> PROMPT
Below are some records; retype all of them exactly.

> AVAILABLE DATA
Issue #1443, opened 2025-10-27
Remove focus mixin


JammingBen:
The [focus mixin](https://github.com/opencloud-eu/web/blob/main/packages/web-runtime/src/mixins/focusMixin.ts) seems to be a left over from ancient times that is not being used anymore, hence we can safely remove it.

Issue #1409, opened 2025-10-22
Remove deprecated `requestRouter` method


JammingBen:
The `requestRouter` has been deprecated for quite a while now, I think we can savely remove it by now: https://github.com/opencloud-eu/web/blob/main/packages/web-runtime/src/container/api.ts#L131

Issue #1462, opened 2025-10-28
Refactor components to script setup


JammingBen:
This is a placeholder issue since it's a long-running task. We even still have the options API in place for some really old components.

As script setup also gives us improved runtime performance, it would make sense to prioritize the components that get rendered the most.

### Acceptance criteria

- No more options API, no more setup + return
- Props are defined via `defineProps`, using TS types and destructuring for default values
- Every slot and emit is defined via `defineEmits` and `defineSlots` respectively

PR #1464, opened 2025-10-28
refactor: remove deprecated requestRouter method and focus mixin

JammingBen:
And fixes an issue with the version check where the `oc-button` type was wrong.

fixes https://github.com/opencloud-eu/web/issues/1409
fixes https://github.com/opencloud-eu/web/issues/1443


kulmann (approved):
thanks for the cleanup! 🧹

Issue #1477, opened 2025-10-29
Space description edit moves table header


JammingBen:
### Initial Checklist

- [x] I understand this is a bug report and questions should be posted in the [Community Discussions](https://github.com/orgs/opencloud-eu/discussions/)
- [x] I searched [issues](https://github.com/opencloud-eu/web/issues?q=is%3Aissue) and couldn’t find anything (or linked relevant results below)

### Bug Description

Editing the description of a space from the spaces list moves the table header somewhere it shouldn't be.

### Reproduction Steps

- go to the spaces list and create a space
- switch to the table view
- edit the space description via the context menu
- close the editor via the topbar "x"

### Expected Outcome

The table looks good.

### Actual Outcome

The table header sits somewhere it shouldn't.

<img width="611" height="184" alt="Image" src="https://github.com/user-attachments/assets/462c5461-1109-4c28-aef5-2a63dd801dff" />

PR #1498, opened 2025-11-03
fix: only render drop content when opened

JammingBen:
This fixes a small UI glitch when closing the file context menu and an unwanted displacement of the table header row in certain edge cases.

fixes https://github.com/opencloud-eu/web/issues/1477

### DIFF
--- a/packages/web-pkg/src/components/ContextActions/ContextMenuQuickAction.vue
+++ b/packages/web-pkg/src/components/ContextActions/ContextMenuQuickAction.vue
@@ -29,37 +29,25 @@
   </oc-button>
 </template>
 
-<script lang="ts">
-import { computed, defineComponent } from 'vue'
+<script setup lang="ts">
+import { computed } from 'vue'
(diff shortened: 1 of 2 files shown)


packages/design-system/src/components/OcDrop/OcDrop.spec.ts
```diff
@@ -53,25 +53,6 @@ describe('OcDrop', () => {
...
-    const { wrapper } = dom({ paddingSize: size })
-
-    const drop = wrapper.findComponent({ name: 'oc-drop' })
-    await nextTick()
-
-    const tailwindClassObj = getTailwindPaddingClass(size)
-    const tailwindClass = Object.entries(tailwindClassObj).find(([, v]) => v)?.[0]
-    expect(drop.html().includes(tailwindClass)).toBeTruthy()
-  })
-
```
JammingBen, line 74: I added a dedicated unit test for `getTailwindPaddingClass` instead of testing it implicitly here.

kulmann (approved):
thanks for the fix, seems to work 💪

> ANSWER SECTION
Issue #1443, opened 2025-10-27
Remove focus mixin


JammingBen:
The [focus mixin](https://github.com/opencloud-eu/web/blob/main/packages/web-runtime/src/mixins/focusMixin.ts) seems to be a left over from ancient times that is not being used anymore, hence we can safely remove it.

Issue #1409, opened 2025-10-22
Remove deprecated `requestRouter` method


JammingBen:
The `requestRouter` has been deprecated for quite a while now, I think we can savely remove it by now: https://github.com/opencloud-eu/web/blob/main/packages/web-runtime/src/container/api.ts#L131

Issue #1462, opened 2025-10-28
Refactor components to script setup


JammingBen:
This is a placeholder issue since it's a long-running task. We even still have the options API in place for some really old components.

As script setup also gives us improved runtime performance, it would make sense to prioritize the components that get rendered the most.

### Acceptance criteria

- No more options API, no more setup + return
- Props are defined via `defineProps`, using TS types and destructuring for default values
- Every slot and emit is defined via `defineEmits` and `defineSlots` respectively

PR #1464, opened 2025-10-28
refactor: remove deprecated requestRouter method and focus mixin

JammingBen:
And fixes an issue with the version check where the `oc-button` type was wrong.

fixes https://github.com/opencloud-eu/web/issues/1409
fixes https://github.com/opencloud-eu/web/issues/1443


kulmann (approved):
thanks for the cleanup! 🧹

Issue #1477, opened 2025-10-29
Space description edit moves table header


JammingBen:
### Initial Checklist

- [x] I understand this is a bug report and questions should be posted in the [Community Discussions](https://github.com/orgs/opencloud-eu/discussions/)
- [x] I searched [issues](https://github.com/opencloud-eu/web/issues?q=is%3Aissue) and couldn’t find anything (or linked relevant results below)

### Bug Description

Editing the description of a space from the spaces list moves the table header somewhere it shouldn't be.

### Reproduction Steps

- go to the spaces list and create a space
- switch to the table view
- edit the space description via the context menu
- close the editor via the topbar "x"

### Expected Outcome

The table looks good.

### Actual Outcome

The table header sits somewhere it shouldn't.

<img width="611" height="184" alt="Image" src="https://github.com/user-attachments/assets/462c5461-1109-4c28-aef5-2a63dd801dff" />

PR #1498, opened 2025-11-03
fix: only render drop content when opened

JammingBen:
This fixes a small UI glitch when closing the file context menu and an unwanted displacement of the table header row in certain edge cases.

fixes https://github.com/opencloud-eu/web/issues/1477

### DIFF
--- a/packages/web-pkg/src/components/ContextActions/ContextMenuQuickAction.vue
+++ b/packages/web-pkg/src/components/ContextActions/ContextMenuQuickAction.vue
@@ -29,37 +29,25 @@
   </oc-button>
 </template>
 
-<script lang="ts">
-import { computed, defineComponent } from 'vue'
+<script setup lang="ts">
+import { computed } from 'vue'
(diff shortened: 1 of 2 files shown)


packages/design-system/src/components/OcDrop/OcDrop.spec.ts
```diff
@@ -53,25 +53,6 @@ describe('OcDrop', () => {
...
-    const { wrapper } = dom({ paddingSize: size })
-
-    const drop = wrapper.findComponent({ name: 'oc-drop' })
-    await nextTick()
-
-    const tailwindClassObj = getTailwindPaddingClass(size)
-    const tailwindClass = Object.entries(tailwindClassObj).find(([, v]) => v)?.[0]
-    expect(drop.html().includes(tailwindClass)).toBeTruthy()
-  })
-
```
JammingBen, line 74: I added a dedicated unit test for `getTailwindPaddingClass` instead of testing it implicitly here.

kulmann (approved):
thanks for the fix, seems to work 💪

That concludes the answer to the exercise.